WHAT THE TASK REQUIRES:
Collect each line of the records containing the string "SessionPool".

*** Opening of MATERIAL FOR THE TASK ***

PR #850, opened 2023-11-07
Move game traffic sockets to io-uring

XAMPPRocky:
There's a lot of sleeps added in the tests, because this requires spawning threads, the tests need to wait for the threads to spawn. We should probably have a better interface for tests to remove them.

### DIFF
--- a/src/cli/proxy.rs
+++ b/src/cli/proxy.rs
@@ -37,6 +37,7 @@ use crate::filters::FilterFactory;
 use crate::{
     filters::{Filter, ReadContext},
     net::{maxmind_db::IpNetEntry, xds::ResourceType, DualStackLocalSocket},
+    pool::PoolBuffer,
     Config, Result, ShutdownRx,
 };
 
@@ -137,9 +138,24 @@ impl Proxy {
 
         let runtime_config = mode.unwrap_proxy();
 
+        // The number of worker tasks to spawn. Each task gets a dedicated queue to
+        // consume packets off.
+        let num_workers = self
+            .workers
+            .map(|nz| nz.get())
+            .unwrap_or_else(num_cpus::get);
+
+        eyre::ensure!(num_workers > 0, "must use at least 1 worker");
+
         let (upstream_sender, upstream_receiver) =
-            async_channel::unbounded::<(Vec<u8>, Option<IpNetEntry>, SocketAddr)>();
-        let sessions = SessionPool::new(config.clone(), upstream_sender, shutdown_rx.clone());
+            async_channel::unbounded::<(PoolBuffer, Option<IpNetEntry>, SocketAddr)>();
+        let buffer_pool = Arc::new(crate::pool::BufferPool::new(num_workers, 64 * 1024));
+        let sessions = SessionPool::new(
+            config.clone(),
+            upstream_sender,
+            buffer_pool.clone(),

*** Close of MATERIAL FOR THE TASK ***

WRITTEN RESPONSE:
-        let sessions = SessionPool::new(config.clone(), upstream_sender, shutdown_rx.clone());
+        let sessions = SessionPool::new(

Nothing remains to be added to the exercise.